When you love someone, your life tends to revolve around that one person. Everything else becomes secondary… He is always first on your mind.
His words can cut you or heal you. The cuts run deep, and no amount of soothing would dull the pain. Sometimes, a tiff over a silly thing can cause unbearable hurt. One phone call is all it takes, at times, to destroy a beautiful world carefully dreamt up.
They may have been castles built in the sand… tiny waves licking at their foundations are enough to erode them. What hurts is when you have given your all to guard the castle from the waves… the castle still stands tall… a lovely dream, a hope of life… but, inside, there is no longer the love you had wanted to protect.

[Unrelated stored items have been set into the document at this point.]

PR #232, opened 2026-04-03
RISC-V: Move fusion-related code to riscv-fusion.cc

MichielDerhaeg:


gcc/config/riscv/riscv-fusion.cc
```diff
@@ -0,0 +1,762 @@
...
+/* Implement TARGET_SCHED_MACRO_FUSION_P.  Return true if target supports
+   instruction fusion of some sort.  */
+
+bool
+riscv_macro_fusion_p (void)
+{
+  return riscv_get_fusible_ops () != RISCV_FUSE_NOTHING;
+}
+
+/* Return true iff the instruction fusion described by OP is enabled.  */
```
luismgsilva, line 46:
```suggestion
/* Return true if the instruction fusion described by OP is enabled.  */
```

luismgsilva (approved):
Looks good. Just a small typo.

MichielDerhaeg:
Merged on trunk

PR #235, opened 2026-04-10
arcv: Ignore debug instructions for fusions

exur00:
Some fusions are not detected when debug info is enabled, but are detected for the same generated code without debug info. Example: Double store fusion not detected when debug insn in between.

Sched2 output without -g:
;;	  2--> b  0: i   9 [a0]=t0
;;	  2--> b  0: i  10 [a0+0x4]=t0

Sched2 output with -g:
;;	  2--> b  0: i  12 [a0]=t0
;;	  2--> b  0: i  13 debug_marker
;;	  3--> b  0: i  14 [a0+0x4]=t0

After this patch with -g:
;;	  2--> b  0: i  12 [a0]=t0
;;	  2--> b  0: i  13 debug_marker
;;	  2--> b  0: i  14 [a0+0x4]=t0

### DIFF
--- a/gcc/config/riscv/arcv.cc
+++ b/gcc/config/riscv/arcv.cc
@@ -75,6 +75,39 @@ struct arcv_sched_state {
 
 static struct arcv_sched_state sched_state;
 
+/* Return the next possible fusible insn.  */
+
+static rtx_insn *
+arcv_next_fusible_insn (rtx_insn *insn)
+{
+  while (insn)
+    {
+      insn = NEXT_INSN (insn);
+
+      if (insn == 0)
+	break;
+
+      if (DEBUG_INSN_P (insn)
+	  || NOTE_P (insn))
+	continue;
+
+      if (NOTE_INSN_BASIC_BLOCK_P (insn))
+	return NULL;
+
+      if (GET_CODE (insn) == CODE_LABEL
+	  || GET_CODE (insn) == BARRIER
+	  || GET_CODE (PATTERN (insn)) == USE)
+	continue;
+
+      if (JUMP_TABLE_DATA_P (insn))
+	return NULL;
+
+      break;
+    }
+
+  return insn;
+}
+
 /* Return TRUE if the target microarchitecture supports macro-op
    fusion for two memory operations of mode MODE (the direction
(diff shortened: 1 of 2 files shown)


MichielDerhaeg:
Can you make some tests? Cases that were broken before but fixed now. You could use -fcompare-debug.

gcc/testsuite/gcc.target/riscv/arcv-debug-fusion-1.c
```diff
@@ -0,0 +1,13 @@
...
+/* { dg-options "-c -g -mtune=arc-v-rmx-500-series -march=rv32im -mabi=ilp32 -fdump-rtl-sched2" } */
+
+void foo(int *a) {
+    int bar = a[0] + a[1];
+    a[0] = bar;
+    a[1] = bar;
+    return;
+}
+
+/* { dg-final { scan-rtl-dump ";;\[ \t\]*(\[0-9\]+)-->\[^\n\]*\\]=.*\n(?:\[^\n\]*\n)*?;;\[ \t\]*\\1-->\[^\n\]*\\]=" "sched2" } } */
```
MichielDerhaeg: missing newline

gcc/config/riscv/arcv.cc
```diff
@@ -787,12 +787,12 @@ arcv_sched_adjust_priority (rtx_insn *insn, int priority)
   /* Bump the priority of fused load-store pairs for easier
      scheduling of the memory pipe.  The specific increase
      value is determined empirically.  */
-  if (next_insn (insn) && INSN_P (next_insn (insn))
-      && SCHED_GROUP_P (next_insn (insn))
+  rtx_insn *next = arcv_next_fusible_insn (insn);
+  if (next && INSN_P (next) && SCHED_GROUP_P (next)
```
MichielDerhaeg: Should `INSN_P` move inside arcv_next_fusible_insn?

MichielDerhaeg (changes requested):

gcc/config/riscv/arcv.cc
exur00: Done (with NONDEBUG_INSN_P)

They say tears wash away the pain and hurt after a while. That’s all just philosophical bull-shit. Tears choke you, drench your pillow and keep flowing (makes you wonder where the endless supply comes from)… they flow on and give you a bad cold… but the hurt doesn’t go away. If I were to write this post on a piece of paper it would be drenched… I am thankful to digital technology… my keyboard, though, isn’t too happy about being soaked. I wish these tears would stop. I wish the pain would end. Yesterday, someone told me to end it… but, jumping out of the window did not appeal to me… even though, despite his contrary claims, I value his opinion the most when I want to do something.

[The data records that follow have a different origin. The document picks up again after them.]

PR #236, opened 2026-04-13
arcv: Add RHX-100 sched2 dump tests for ARC-V macro-op fusion.

luismgsilva:
... and other fixes.


luismgsilva:
I have also adapted these tests for rpx-100. But for the purpose of this upstreaming I did not include in this PR.

MichielDerhaeg:
> I have also adapted these tests for rpx-100. But for the purpose of this upstreaming I did not include in this PR.

Also because this seems to fix some things, I would apply the PR first downstream, and run some benchmarks first. This can be 1 fixup commit for marco_fusion_pair, and a separate commit for the rpx stuff.
And then we can just cherry-pick the fixup to the upstream branch.

gcc/testsuite/gcc.target/riscv/arcv-fusion-mult-add-dump.c
```diff
@@ -0,0 +1,13 @@
+/* { dg-do compile } */
+/* { dg-require-effective-target rv32 } */
+/* { dg-skip-if "" { *-*-* } { "-g" "-flto" "-O0" "-O1" "-O3" "-Oz" "-Os" } } */
+/* { dg-options "-O2 -mtune=arc-v-rhx-100-series -mno-arc-v-rmx-500-series-advanced-fusion -march=rv32im -mabi=ilp32 -fdump-rtl-sched2" } */
```
MichielDerhaeg, line 4: I have 2 issues with this.
  - The ARC_FUSE_MULT_ADD fusion shouldn't trigger with `-mno-arc-v-rmx-500-series-advanced-fusion`
  - `-mno-arc-v-rmx-500-series-advanced-fusion` doesn't exist upstream

luismgsilva: Indeed that rmx500 shouldn't be there. Forgot it during my experiments.
Either way I will also take a look on why it triggers.

luismgsilva:
> > I have also adapted these tests for rpx-100. But for the purpose of this upstreaming I did not include in this PR.
> 
> Also because this seems to fix some things, I would apply the PR first downstream, and run some benchmarks first. This can be 1 fixup commit for marco_fusion_pair, and a separate commit for the rpx stuff. And then we can just cherry-pick the fixup to the upstream branch.

Got a 74 cycles improvement on rhx and 32 cycles improvements on rpx

luismgsilva:
Closing this PR as the respective patches have been applied to `arc-2026.09-dev` in https://github.com/foss-for-synopsys-dwc-arc-processors/gcc/pull/237

Should be cherry-pick for `michiel/fusion-trunk-3`

PR #237, opened 2026-04-13
fixup! RISC-V: Implement riscv_macro_fusion_pair_p for Synopsys RHX-1…

luismgsilva:
…00 series.

    arcv: Fix dead memop+LUI fusion check in arcv_memop_lui_pair_p.

    arcv_memop_lui_pair_p was checking REG_P(curr) where curr is an rtx_insn*.
    REG_P tests GET_CODE(x) == REG, but an instruction RTX always has code INSN,
    JUMP_INSN, etc. — never REG.  This made is_lui unconditionally false, so the
    load+LUI and store+LUI fusion paths in arcv_macro_fusion_pair_p were never
    reached.

    Fix by checking REG_P(SET_DEST(curr_set)) instead, which correctly tests
    whether the LUI destination is a register, matching the intent of the comment:
            (set (reg:X rd) (high (const_int))).

--
    arcv: Fix ARCV_FUSE_LI_STORE mode mismatch on rv64.

    On rv64, the li destination uses DI mode while a sw store source uses SI mode.
    Since GCC uses distinct RTX objects for different modes of the same hard
    register, the pointer equality check (store_src == load_dest) always fails,
    preventing LI_STORE fusion from triggering on rv64.

    Use REGNO comparison instead of pointer equality, consistent with other register
    comparisons in arcv_macro_fusion_pair_p.

    Also remove the now-dead SUBREG_P block: it was intended to handle this mode
    narrowing case via (subreg:SI (reg:DI Rd) 0), but cleanup_subreg_operands in
    reload simplifies such subregs to plain (reg:SI Rd) before sched2 runs.  Detect
    the narrowing instead by comparing GET_MODE in the REG_P path.

### DIFF
--- a/gcc/config/riscv/arcv.cc
+++ b/gcc/config/riscv/arcv.cc
@@ -300,7 +300,7 @@ arcv_memop_lui_pair_p (rtx_insn *prev, rtx_insn *curr)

A web banner… wouldn’t really count for anything, no value at all to anyone… but, it was a work of love (In this digital world, even love is sometimes in bits n bytes). First accept it and put it up… then pull it down. A simple gesture spurned by anger… a dagger plunged deep in my heart and twisted for effect.
Torn and crushed and cut open… my heart still loves you (though it could never convince you) and misses you.